Was he really worried about a VR helmet at a time like this? “Forget that thing and just move! Hurry!”
They rushed down the corridor, down a ramp to an elevator. They took the elevator to the main corridor, the two of them breathing hard, side by side, during the short ride. “Our room is a long ways from Airlock Three,” she said, putting one arm around her son. “It’s the other side of the ship. Hurry!”
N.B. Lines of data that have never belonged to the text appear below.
PR #2873, opened 2026-02-11
Feature/migration usecontext to zustand planet cash

sunilsabatp:
This PR migrates PlanetCash state management from `React Context` to `Zustand` and refactors related components for cleaner logic and better maintainability.

## What’s Included

- Replaced `PlanetCashContext `with a new `planetCashStore (Zustand)`
- Migrated all PlanetCash components to use usePlanetCashStore
- Removed PlanetCash provider and context
- Renamed accounts to `planetCashAccounts `for clarity
- Added `useInitializePlanetCash` hook to reset store on profile change / impersonation
- Simplified fetch logic (early returns, moved cleanup to finally)
- Simplified conditional rendering in `Accounts` and `Transactions`
- Reduced `prop drilling` by reading values directly from the store
- Optimized store selectors to prevent unnecessary re-renders

## Impact

- No functional changes
- Cleaner architecture
- Improved readability
- Better state management consistency


mariahosfeld (commented):
Functionality on the Client Side seems to be as usual, so this does not impact the UX, looks good to me.

src/hooks/useInitializePlanetCash.ts
```diff
@@ -0,0 +1,18 @@
+import { useEffect } from 'react';
+import { usePlanetCashStore, useUserStore } from '../stores';
+
+/**
+ * Hook to handle PlanetCash store lifecycle.
+ * Resets PlanetCash state when the user profile changes.
+ */
```
mohitb35, line 7: Small thing on the doc block. The first line does not add anything the hook name already says, and the second restates the three lines below it.

The part a reader cannot work out from the code is which situations actually change `profileId`. It reads like it is only about switching profiles, but it also covers first load, login, and logout.

```suggestion
/**
 * PlanetCash data belongs to a single user profile, so the store is re-initialized whenever that profile changes.
 * `profileId` changes on first load, on login, on logout, and when entering or leaving impersonation.
 */
```

src/hooks/useInitializePlanetCash.ts
```diff
@@ -0,0 +1,18 @@
...
+export const useInitializePlanetCash = () => {
+  const profileId = useUserStore((state) => state.userProfile?.id);
+  const resetPlanetCashStore = usePlanetCashStore(
+    (state) => state.resetPlanetCashStore
+  );
+
+  useEffect(() => {
+    // Reset PlanetCash store on impersonation mode active
```
mohitb35: This names one trigger out of four. The effect also runs on first load, on login, and on logout, so impersonation is the least of what it covers. The doc block above is the better place for it, so I would drop this line.

```suggestion
```

src/features/user/PlanetCash/index.tsx
```diff
@@ -83,30 +94,33 @@ export default function PlanetCash({
...
-          '/app/planetCash'
-        );
-        redirectIfNeeded(accounts);
-        const sortedAccounts = sortAccountsByActive(accounts);
-        setIsPlanetCashActive(accounts.some((account) => account.isActive));
-        setAccounts(sortedAccounts);
-      } catch (err) {
-        setErrors(handleError(err as APIError));
-      }
+  const fetchAccounts = async () => {
```
mohitb35, line 97: `fetchAccounts` lost its `useCallback` here. Looks safe to me, since the effect below depends only on `isAuthReady` and never on the callback, so nothing changes. Was that deliberate?

src/features/user/PlanetCash/index.tsx
```diff
@@ -83,30 +94,33 @@ export default function PlanetCash({
...
+    // If accounts already exist, just handle redirects
```
mohitb35: "already exist" reads as "the user has accounts", but the check passes for an empty array too, so what it really means is "we already fetched".

```suggestion
    // If accounts were already fetched, just handle redirects
```

src/features/user/PlanetCash/screens/Transactions.tsx
```diff
@@ -34,6 +36,10 @@ const Transactions = ({
   const [isDataLoading, setIsDataLoading] = useState(false);
   const [isModalOpen, setIsModalOpen] = useState(false);
   // store: state
+  const hasPlanetCashAccount = usePlanetCashStore(
+    (state) =>
+      state.planetCashAccounts !== null && state.planetCashAccounts.length > 0
+  );
```
mohitb35, line 42: Nice change, this stops the list refetching when an account object is replaced. Worth stating what it changes though.

The effect that calls `fetchTransactions` used to depend on the accounts array itself, so it refetched whenever that array was replaced, including by `updateAccount` from `TopUpManagement`. It now depends on this boolean, so it only refetches when the user goes from having no accounts to having at least one, or back the other way.

I could not find a way to observe the difference today, since `TopUpManagement` renders on the Accounts tab and this is a separate tab. Was that the intent?

mohitb35 (commented):
Reviewed the refreshed diff after the develop merge. The migration is faithful: I checked the new store against the deleted context value by value, and the consumers, the init timing, and the render branches all match. Nothing here blocks merge.

Four small comments below. Two are comment wording, two are just clarifying intent.

Separately, I found three pre-existing problems with how the account list is fetched. None of them are from this PR, `develop` behaves the same way, so please don't fix them here. They are tracked in #3083, including the double request you may have noticed in local dev.

mohitb35 (approved):
Approving. The migration is faithful, and I checked the new store against the deleted context value by value, plus the consumers, the init timing, and the render branches. CI is green across the board.

Two small things before you merge, both with one-click suggestions on the diff:

- [x] - the doc block on `useInitializePlanetCash`
- [x] - the "already exist" comment in `fetchAccounts`

And two questions that are just for the record, not blockers: the `useCallback` removal on `fetchAccounts`, and the narrowed refetch trigger in `Transactions`. I believe both are safe, I would just like to know they were deliberate.

Nothing else here is yours to fix. Everything substantive I found predates this PR, including the double request in local dev and the CodeRabbit note about the create-account fallback. All of it is tracked in #3083, with the four symptoms and a suggested implementation.

Thanks for keeping this one self-contained. It made the migration easy to verify against the old context.

src/features/user/PlanetCash/screens/Accounts.tsx
```diff
@@ -2,30 +2,32 @@ import type { ReactElement } from 'react';
...
+      <>
+        {planetCashAccounts.map((account, index) => (
+          <AccountDetails account={account} key={index} />
+        ))}
+      </>
+    );
+  }
+
+  // This will never be seen, as the user is being redirected to create a new PCA when none exists
+  return <NoPlanetCashAccount />;
```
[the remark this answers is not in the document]
mohitb35: Real observation, and it is worse than cosmetic: `NoPlanetCashAccount` carries a live "create PlanetCash" button that pushes to `/new`, and since `useEffect` runs after paint, that frame does get painted. So an account owner can briefly be offered the create flow.

Not from this PR though. `develop` has the identical branch, so it is pre-existing.

I would not take the proposed patch as-is. Returning the loader whenever the list is `null` also covers the failed-request case, which turns an API failure into a spinner that never stops. That swaps one wrong state for another.

The underlying problem is that `Accounts` cannot tell "no data yet" from "no accounts" from "the request failed", because all three are `null`. Tracked as symptom 4 in #3083, along with the fix: a `status` field on the store, where `idle` covers this pre-request render and `error` is distinct from an empty list.

src/features/user/PlanetCash/index.tsx
sunilsabatp: Yes, this was deliberate. `fetchAccounts` isn’t used as a dependency or passed anywhere that relies on `referential stability`, so wrapping it in `useCallback` doesn’t provide any benefit here. The effect still only runs when `isAuthReady` changes, so removing `useCallback` doesn’t change the behavior.

src/features/user/PlanetCash/screens/Transactions.tsx
sunilsabatp: Yes, that was the intent  to avoid refetching transactions when an existing account object is updated, since only the presence of an account matters here.

PR #2874, opened 2026-02-11
Feature/migration usecontext to zustand payout

sunilsabatp:
This PR migrates the Manage Payouts module from the existing context-based state management to a dedicated `Zustand` store.

## Changes included:

- Added `useManagePayoutStore` (Zustand store)
- Migrated `accounts` and `payoutMinAmounts` from `usePayouts` to the new store
- Added derived selectors (`hasAccounts`, `hasPayoutMinAmounts`) to prevent redundant API calls
- Simplified fetch logic using early returns
- Prevented unnecessary prop drilling
- Simplified JSX rendering logic in the Overview component
- Removed redundant payout wrapper and old context after migration

## Result

- Cleaner state management
- Better separation of concerns
- Reduced redundant API calls
- No functional changes


src/stores/useManagePayout.ts
mohitb35: Store filename breaks the naming convention

Every other store in `src/stores` is `<feature>Store.ts`: `planetCashStore.ts`, `currencyStore.ts`, `userStore.ts`, `myForestStore.ts`.

This one is named after a hook and drops the `Store` suffix. The interface `ManagePayoutStore` and the export `useManagePayoutStore` already follow the convention, so only the filename is out of step.
Suggested name: `managePayoutStore.ts`.

mohitb35 (commented):
Two things need fixing before this merges. Read the third section before you write the fix.

## 1. Payout accounts are never cleared when the profile changes

Nothing resets this store. There is no reset action and no caller for one, so `accounts` stays filled when you switch profile.

What happens: impersonate TPO-A and open payouts. Exit, impersonate TPO-B, open payouts. The guard in `fetchAccounts` sees A's data and skips the fetch. B's session then shows A's IBAN, holder name and BIC.

This is not from your PR. The old `PayoutsContext` had no reset either. On #2873 we agreed to leave pre-existing problems alone and file them instead. This one is different: it shows bank details under the wrong profile. And since the develop sync, the fix is close to a copy of `useInitializePlanetCash`, which now sits in the same folder.

## 2. `hasAccounts` treats an empty list as "never fetched"

The old guard was `if (!accounts)`. It fetched only when the value was `null`. An empty array is truthy, so it did not fetch again.

`accounts !== null && accounts.length > 0` is false for `null` and for `[]`. So a TPO with no bank accounts fetches `/app/accounts` on every mount. Overview, Schedule and Add Bank Details are separate routes, so that is every tab click. It happens exactly when the list is empty, which is during setup.

## 3. Why the obvious fix will not work

Adding the reset hook on its own does nothing useful, and it will look like it worked.

`StoreInitializer` sits above the page in `_app`, so its effect runs first and clears `accounts`. The effect that calls `fetchAccounts` runs next, but it reads `hasAccounts` from the render before the reset. So it still sees `true` and returns early. The store is now empty and nothing fetches.

`userId` in the deps does not help, because `userId` changed in that same render.

PlanetCash has this exact problem today. It is problem 2 in #3083.

## Suggested change

Four edits. They only work together, so please do not ship 1 and 2 without 4.

- [x] **1.** `src/stores/managePayoutStore.ts`: add an `initialState` object and a `resetManagePayoutStore` action, the same way `planetCashStore.ts` does it.
- [x] **2.** Add `src/hooks/useInitializePayout.ts`, close to a copy of `useInitializePlanetCash`, and call it from `StoreInitializer` after `useInitializePlanetCash()`.
- [x] **3.** Replace the `hasAccounts` selector with `const hasFetchedAccounts = useManagePayoutStore((state) => state.accounts !== null);` The name matters. The guard answers "have we fetched", not "are there any". The `?.` on the next line is dead after the null check, and goes away with this edit.
- [x] **4.** Add it to the deps of the effect that calls `fetchAccounts`: `[isAuthReady, userId, hasFetchedAccounts]`.

Step 4 is what makes the reset work. After a reset the flag turns `false`, the effect runs again, the guard passes, and the new profile's accounts load. It cannot loop. Once the fetch lands the flag is `true` again and the next run returns early.

Worth checking once it is in: switch profiles with the Network tab open and confirm a fresh `GET /app/accounts` fires.

## Out of scope for this PR, but should be tackled in a quick followup

- [x] `Overview` shows the "add bank details" button before the first request starts. CodeRabbit flagged this too. Treating `null` as loading there trades a wrong empty state for a spinner that never stops when the request fails. It is pre-existing, PlanetCash has the same problem, and a proper fix needs the request status on the store. That belongs in a separate followup PR, #3084 is created to track this. 

The rest of the PR looks good. The screens behave the same as before, `AddBankAccount` appends to the list instead of replacing it, and `key={account.id}` in `Overview` is a real improvement.

mohitb35 (changes requested):
@sunilsabatp Please go through the [feedback above](https://github.com/Plant-for-the-Planet-org/planet-webapp/pull/2874#pullrequestreview-5005080314).

src/features/user/ManagePayouts/screens/EditBankAccount.tsx
```diff
@@ -142,7 +147,6 @@ const EditBankAccount = (): ReactElement | null => {
       </FormHeader>
       <BankDetailsForm
         account={accountToEdit}
-        payoutMinAmounts={payoutMinAmounts}
         isProcessing={isProcessing}
         handleSave={handleSaveAccount}
       />
```
mohitb35, line 152: nit: 

It might be worth adding `key={accountToEdit.id}` while rendering `BankDetailsForm` in `EditBankAccount` - just to force it to unmount and mount a new form if the account changes.

This is not possible at this point, just a latent weakness. Adding a key would make this issue impossible rather than just unreachable.

mohitb35 (approved):
[Feedback](https://github.com/Plant-for-the-Planet-org/planet-webapp/pull/2874#pullrequestreview-5005080314) addressed.

#3084, #3085 issues do not block merge.

src/features/user/ManagePayouts/screens/Overview.tsx
```diff
@@ -3,25 +3,25 @@ import type { ReactElement } from 'react';
...
 const Overview = ({ isDataLoading }: Props): ReactElement | null => {
-  const { accounts } = usePayouts();
+  const accounts = useManagePayoutStore((state) => state.accounts);
 
-  return isDataLoading ? (
-    <BankAccountLoader />
-  ) : accounts && accounts.length > 0 ? (
+  if (isDataLoading) return <BankAccountLoader />;
+
+  if (!accounts || accounts.length === 0) return <NoBankAccount />;
```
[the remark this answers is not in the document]
mohitb35: #3084 tracks this, pre-existing issue.

PR #2878, opened 2026-02-26
Refactor bulk-codes module: migrate from Context API to Zustand store

sunilsabatp:
This PR refactors the bulk-codes module by replacing the Context API with a centralized Zustand store (`BulkCodeStore`) to improve state management, readability, and maintainability.

Key Changes:

- Introduced BulkCodeStore (Zustand) for centralized state management.
- Migrated all bulk-code related pages and components from `useBulkCode` context to `useBulkCodeStore`.
- Moved project fetching and filtering logic into the store.
- Removed unnecessary prop drilling (e.g.,`projectList`, `planetCashAccount`).
- Added derived selectors such as `isBulkMethodSet` for cleaner validation.
- Simplified validation logic using guard clauses.
- Removed redundant state (`bulkGiftData`).
- Added `resetBulkStore` action for proper cleanup.
- Removed BulkCode context provider completely.

Benefits

- Cleaner and more maintainable architecture
- Reduced prop drilling
- Centralized business logic
- Improved readability and separation of concerns
- Easier debugging with Zustand devtools


mariahosfeld (commented):
Functionality looks good to me, tested generic codes as well as custom certificates. All functions work as before, so the UX has not changed with this update.

src/features/user/BulkCodes/utils.ts
```diff
@@ -0,0 +1,36 @@
...
+  if (!Array.isArray(projects) || projects.length === 0) {
+    return [];
+  }
+
+  const allowedCHFProjects = ['yucatan'];
+
+  return projects.filter((project) => {
+    const isValidUnitCost = project.unitCost > 0;
+    const isAllowedPurpose =
+      project.purpose === 'trees' || project.purpose === 'conservation';
```
mohitb35, line 29: **Priority: high.** Already fixed on the branch, no action needed. Posted for the reasoning.

I pushed a fix for this one to the branch, so this is only the reasoning.

The filter as submitted tested `classification`, but the rule in develop tests `purpose`. That test was changed deliberately in #2888, which narrowed bulk codes to restoration and conservation projects only. So moving the filter into `utils.ts` brought back the rule that #2888 had removed.

The effect was that funds projects became selectable again. Their classifications are `academy`, `endowment`, `funding`, `membership` and `sponsorship`, so the three that are neither `membership` nor `endowment` passed the new test. Those projects also have `unitType` of `currency`, while `IssueCodesForm` multiplies units by `unitCost` and presents the result as a count of units.

`filterEligibleProjects` now uses the `purpose` test again, and the JSDoc cites #2888 so the reason stays next to the code.

The CHF check and the `unitCost` check both moved across correctly and I left them alone. Your simplification of the CHF branch is right, the repeated `currency === 'CHF'` in develop was redundant.

src/features/user/BulkCodes/index.tsx
```diff
@@ -74,43 +68,9 @@ export default function BulkCodes({
...
-        setErrors(handleError(err as APIError));
-      }
-    }
-  }, [planetCashAccount?.currency, locale]);
-
   useEffect(() => {
-    fetchProjectList();
-  }, [fetchProjectList]);
+    fetchProjectList(getApi);
+  }, [fetchProjectList, getApi]);
```
mohitb35: **Priority: medium.**

Two things about these dependencies.

`fetchProjectList` is a store action so it never changes, but `getApi` is a fresh function on every render, because `useApi` does not wrap anything in `useCallback`. So this effect runs on every render of `BulkCodes`.

That is also the only reason the fetch happens at all. `planetCashAccount` is not in the list, and `fetchProjectList` returns early while the account is null. Develop tracked the account explicitly, its `useCallback` had `planetCashAccount?.currency`. So if `useApi` ever wraps its functions in `useCallback`, which is a normal thing to do, the project list will quietly stop loading and nothing here will say why.

The second part is in the store. The guard in `fetchProjectList` is `projectList !== null`, and `projectList` stays null until the request resolves, so every render inside that window starts another request for the same country. `currencyStore` already handles this with an `isFetching` flag that it sets before the await and clears in a `finally`.

Could we add `planetCashAccount` to these dependencies and copy the `isFetching` guard into `bulkCodeStore`? Then the fetch happens because the code says so, rather than because a dependency happens to be unstable.

src/stores/bulkCodeStore.ts
```diff
@@ -0,0 +1,103 @@
...
+        }
+      },
+
+      setProject: (project) => set({ project }),
+
+      setBulkMethod: (bulkMethod) => set({ bulkMethod }),
+
+      setPlanetCashAccount: (planetCashAccount) => set({ planetCashAccount }),
+
+      resetBulkStore: () =>
```
mohitb35: **Priority: medium.**

`resetBulkStore` clears `bulkMethod` and `project`, and `IssueCodesForm` calls it after a successful issue. Nothing clears `planetCashAccount` or `projectList`.

Those two outlive a profile switch. `BulkCodes` only sets the account when it is still null, so once it is set it is never corrected. After entering impersonation, the impersonated user sees the previous profile's country project list and prices, and `paymentOptions` is queried with the previous country.

There is no money risk here, I checked that. The donation payload carries no account id, so the server picks the account from the impersonated user.

2873 and 2874 both added an initialize hook for exactly this, `useInitializePlanetCash` and `useInitializePayout`, each resetting its store when the profile id changes. Could we add `useInitializeBulkCode` in the same shape and register it in `StoreInitializer`?

src/stores/bulkCodeStore.ts
```diff
@@ -0,0 +1,103 @@
...
+  setBulkMethod: (bulkMethod: BulkCodeMethods | null) => void;
+  setPlanetCashAccount: (planetCashAccount: PlanetCashAccount | null) => void;
+  setProject: (project: CountryProject | null) => void;
+  resetBulkStore: () => void;
+}
+
+export const useBulkCodeStore = create<BulkCodeStore>()(
+  devtools(
+    (set, get) => ({
+      bulkMethod: null,
```
mohitb35: **Priority: low.**

A few small consistency points against `planetCashStore` and `managePayoutStore`.

**1. No `initialState` object.**
Both siblings declare `const initialState = {...}`, spread it with `...initialState`, and reset with `set(initialState, ...)`. This store lists its initial values here and then repeats a subset of them inside `resetBulkStore`. Using `initialState` would also keep the reset complete on its own, so nobody has to remember to add new fields to it later.

**2. No devtools action names.**
None of the `set` calls in this file pass an action name, so devtools shows them all as anonymous. `currencyStore` names each one, for example `currencyStore/fetch_start`.

**3. `resetBulkStore` name.**
Reads as if the store were called `bulkStore`. `resetBulkCodeStore` would match `resetPlanetCashStore` and `resetManagePayoutStore`.

src/features/user/BulkCodes/components/ProjectSelector.tsx
```diff
@@ -12,21 +11,19 @@ import {
...
   useErrorHandlingStore,
 } from '../../../../stores';
+import { useBulkCodeStore } from '../../../../stores/bulkCodeStore';
 import { useTranslations } from 'next-intl';
 
 interface ProjectSelectorProps {
-  projectList: CountryProject[];
   project: CountryProject | null;
   setProject?: (project: CountryProject | null) => void;
+  active?: boolean;
```
mohitb35: **Priority: low.**

Could this line come out? `active` used to be the prop here, and `disabled` replaced it in 7ef69257e, which renamed it across `ProjectSelector`, `ProjectSelectAutocomplete` and `IssueCodesForm`. So the two are the same switch, one older name and one current.

Nothing reads `active` in this component and neither caller passes it. `IssueCodesForm` passes `disabled={true}` and `SelectProjectForm` passes neither, so `disabled` is doing the whole job.

The reason I would rather remove it than leave it as a harmless extra: it now sits directly above the prop that replaced it, so the next person could reasonably wire `active` up and end up with two flags for one behaviour.

Same question as on the project filter really. That rule was also changed deliberately, in #2888, and this PR brought back the earlier version of it too. Both times the older version reappeared in a file that already had the newer one on this branch. Is it possible parts of these files were rebuilt from an older copy rather than edited in place? If so, worth a quick look for anything else that came along with them.

src/stores/bulkCodeStore.ts
```diff
@@ -0,0 +1,103 @@
...
+export interface Recipient {
+  units: number;
+  recipientName: string;
+  recipientEmail: string;
+  message: string;
+  notifyRecipient: boolean;
+  // occasion: string;
+}
+
+export interface BulkGiftImportData {
```
mohitb35: **Priority: low.**

`BulkGiftImportData` was only needed by `bulkGiftData`, which this PR removes, and nothing imports it now. Safe to drop.

`Recipient` above it is still used, `IssueCodesForm` imports it, so that one stays.

pages/sites/[slug]/[locale]/profile/bulk-codes/[method]/[id].tsx
```diff
@@ -41,76 +41,73 @@ export default function BulkCodeIssueCodesPage(): ReactElement {
...
   //store: state
   const isAuthReady = useAuthStore((state) =>
     Boolean(state.token && state.isAuthResolved)
   );
   const userProfile = useUserStore((state) => state.userProfile);
+  const isBulkMethodSet = useBulkCodeStore(
+    (state) => state.bulkMethod !== null
+  );
+  const projectList = useBulkCodeStore((state) => state.projectList);
+  const project = useBulkCodeStore((state) => state.project);
```
Comment (mohitb35) [inline pages/sites/[slug]/[locale]/profile/bulk-codes/[method]/[id].tsx:51]: **Priority: low.**

`project` is read here but never used, which is the one new lint warning on the branch.

It is left over from the `if (!project)` guard that this rewrite removed. Without the guard, `checkContext` fetches `paymentOptions` again whenever its dependencies change, even when the project is already set. In practice they settle after the first run, so it costs nothing today, but the guard was what said so.

Either drop the variable or put the guard back. Putting it back is the smaller change and keeps this file closer to develop.

src/features/common/Layout/UserLayout/UserLayout.tsx
```diff
@@ -278,14 +278,9 @@ const UserLayout = ({ children }: { children: ReactNode }) => {
...
 
-  // While auth state is resolving
-  if (!isAuthResolved) {
-    return <UserProfileLoader />;
-  }
-
   //Auth resolved but no user (redirect in effect)
   if (!userProfile) {
-    return null;
+    return <UserProfileLoader />;
```
mohitb35: **Priority: high.** This is the main reason for requesting changes. A question first, so no change until you have answered it.

Could you say what this change is for? I would like to check I am reading it right before suggesting anything.

My guess is that it is the workaround for the flicker in #3044, where a profile refetch flipped `isAuthResolved` back to false and remounted the user area, which wiped the bulk codes success screen. If that is it, the cause is now fixed in develop. #3055 moved ownership of the flag so it is set once and never reset, so a refetch no longer flickers.

The reason I am asking rather than suggesting a revert is that the two conditions are not interchangeable, and dropping the `isAuthResolved` branch has a side effect that is visible to users.

#3055 also changed when the flag flips. It is now set in the `finally` of the profile fetch, so it becomes true after `userProfile` has already been set. That leaves a window of at least one render where the profile exists and the flag is still false. Develop's `!isAuthResolved` branch holds the loader through that window. Without it, the page renders its children there instead.

That is what causes a flash on a bad bulk codes link. Opening `/en/profile/bulk-codes/lemony` shows the select project form once or twice before the redirect lands, where develop shows nothing in between. The page renders the step and only redirects from an effect, so there is always a gap. This change is what makes the gap visible.

Worth knowing that the window applies to every screen inside `UserLayout`, not only bulk codes, so any screen that paints before its own guards have settled would show the same way.

So, two questions. Is the flicker still happening for you after #3055? And if it is not, can we drop this hunk here, so the shared layout goes back to develop's behaviour?

If you do want the spinner rather than the blank, that seems reasonable to me, but it would be clearer as its own change with the `isAuthResolved` branch kept, so it gets reviewed as a UX decision on its own.

pages/sites/[slug]/[locale]/profile/bulk-codes/[method]/index.tsx
```diff
@@ -25,33 +24,37 @@ import {
...
+
+      const isValidMethod =
+        method === BulkCodeMethods.GENERIC || method === BulkCodeMethods.IMPORT;
+
+      isValidMethod
+        ? setBulkMethod(method)
+        : router.push(localizedPath('/profile/bulk-codes'));
     }
-  }, []);
+  }, [router.isReady]);
```
Comment (mohitb35) [inline pages/sites/[slug]/[locale]/profile/bulk-codes/[method]/index.tsx]: **Priority: high.** Same issue as the `UserLayout` question, at the page level.

This follows on from the `UserLayout` question. Dropping that hunk removes the flash, but the gap in this page stays, and it does not depend on layout timing, so it is worth closing either way.

The page renders the step and only redirects from an effect, so a bad method paints the select project form first. Deciding validity during render closes it:

```js
const { method } = router.query;
const isValidMethod =
  method === BulkCodeMethods.GENERIC || method === BulkCodeMethods.IMPORT;

useEffect(() => {
  if (!router.isReady) return;
  if (!isValidMethod) {
    router.push(localizedPath('/profile/bulk-codes'));
    return;
  }
  if (!isBulkMethodSet) setBulkMethod(method);
}, [router.isReady, isValidMethod, method]);

if (!isInitialized || !router.isReady || !isValidMethod) return <></>;
```

Two smaller things this also settles. It adds the `router.query.method` dependency CodeRabbit asked about. And it replaces the ternary, which reads a little oddly for two statements that are not values.

Adding `[router.isReady]` here was the right call by the way. Develop passed an empty array, so this only worked because the route is `fallback: 'blocking'` and the query is ready on the first render.

`[id].tsx` has the same shape, an unconditional step with `checkContext` redirecting from an effect, so an invalid method or a project that is not found should flash the issue codes form in the same way. Worth a quick test there too.

mohitb35 (changes requested):
Thanks, this reads well and the port itself is faithful. I checked all six context values one by one. The four that moved are correct, and both drops are right, nothing reads `bulkGiftData` or `totalUnits` any more. Removing the prop drilling from `ProjectSelector` is a clear improvement, and moving the fetch into the store follows what `currencyStore` and `singleProjectStore` already do.

I pushed one fix to the branch, on the project filter, and left the reasoning in a comment on that file.

**Each comment starts with a priority so you can work through them in order.**

- **High.** Two comments, and they are the reason for requesting changes. A bad bulk codes link, for example `/en/profile/bulk-codes/lemony`, flashes the select project form once or twice before redirecting. Develop shows nothing in between. I traced it to the `UserLayout` change rather than to anything in bulk codes, so that comment asks about the intent first rather than assuming, because the answer may change what we do. The third high comment is the filter fix I already pushed, kept only for the reasoning.
- **Medium.** Two comments, both on the store. The project list fetch works today, but for a reason the code does not state, and it can start several requests for the same country. And nothing resets the store when the profile changes, unlike the two stores from 2873 and 2874.
- **Low.** Five comments. Store conventions, a re-added prop, two dead or duplicated exports, and one unused variable. Take or leave any of these.
- **For information.** One comment, pointing at #3087, which I filed for a pre-existing type naming problem. Nothing to do here.

Two of them, the project filter and the `active` prop, are cases where an earlier deliberate change came back. There is a question in the `ProjectSelector` comment about whether parts of these files were rebuilt from an older copy. That question matters more than either fix.

Two of CodeRabbit's three points are already handled, the empty project list in f503981 and the router readiness check. The remaining one about dependency lists is partly addressed and the rest is pre-existing, so nothing is owed there.

Nothing blocks on the type or lint baselines. `tsc` stays at 126 and there is one new lint warning, which is the unused `project` in `[id].tsx`.

src/stores/bulkCodeStore.ts
```diff
@@ -0,0 +1,103 @@
...
+import type { BulkCodeMethods } from '../utils/constants/bulkCodeConstants';
+import type { ApiConfigBase } from '../hooks/useApi';
+
+import { create } from 'zustand';
+import { devtools } from 'zustand/middleware';
+import { useErrorHandlingStore } from './errorHandlingStore';
+import { handleError } from '@planet-sdk/common';
+import { filterEligibleProjects } from '../features/user/BulkCodes/utils';
+
+export type ApiRequestFn = <T>(
```
mohitb35: **Priority: low.**

`myForestStore` already declares an `ApiRequestFn` with this same shape, so `src/stores` now has two exported types with one name.

The other four fetching stores, `currencyStore`, `projectStore`, `singleProjectStore` and `interventionStore`, inline the signature in their action type instead of naming it.

I think the named alias reads better than inlining it four more times, so my suggestion is to keep one copy somewhere shared and import it in both stores, rather than to inline it here.

src/stores/bulkCodeStore.ts
```diff
@@ -0,0 +1,103 @@
...
+  url: string,
+  config?: ApiConfigBase
+) => Promise<T>;
+
+export interface PlanetCashAccount {
```
mohitb35, line 16: **Priority: none, for information only.** Filed as #3087.

No action needed in this PR, this is a pointer so the thread exists.

This `PlanetCashAccount` shares its name with a different type in `features/common/types/planetcash.d.ts`, the full account with `balance`, `creditLimit` and the rest. `Recipient` below has the same problem against the upload row type in `BulkCodesTypes.d.ts`, which is why `IssueCodesForm` imports one of them under an alias.

Neither clash is new, `BulkCodeContext` declared both types too, so this is not something the migration introduced. Filed as #3087 for a follow-up.

src/features/common/Layout/UserLayout/UserLayout.tsx
sunilsabatp: I checked this after #3055, and I am no longer able to reproduce the flicker issue. It looks like the original problem has already been resolved by the isAuthResolved changes.

In that case, I agree that we should keep the develop behaviour and remove this workaround change rather than keeping the extra branch. Thanks for pointing out the side effect with the bulk codes flow.

mohitb35 (approved):
LGTM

The elevator doors opened and they hurried down another corridor, turned a corner, went down another ramp, then a short flight of stairs. They reached the main corridor down the center of the ship, and saw a panting ship’s steward, a round-faced little man in purple coveralls, his popeyes made even more so by panic as she rushed from a side hall.
“Go!” he gasped as he passed them. “Get to Airlock Three!”
“What is it?” she asked, hastening after him. “What’s going on?”
“Those things behind me—those damn drones! Someone’s overridden the security drones—they’re sabotaging the ship!” He pelted on ahead of them. She glanced back—saw four disklike drone bots flying along, their tops blinking, lasers licking out from a node on their undersides, the energy beams hitting power conduits along the corridor. Wherever the beams struck, the lights went out, section by section, so that the corridor was being consumed by darkness, a bite at a time.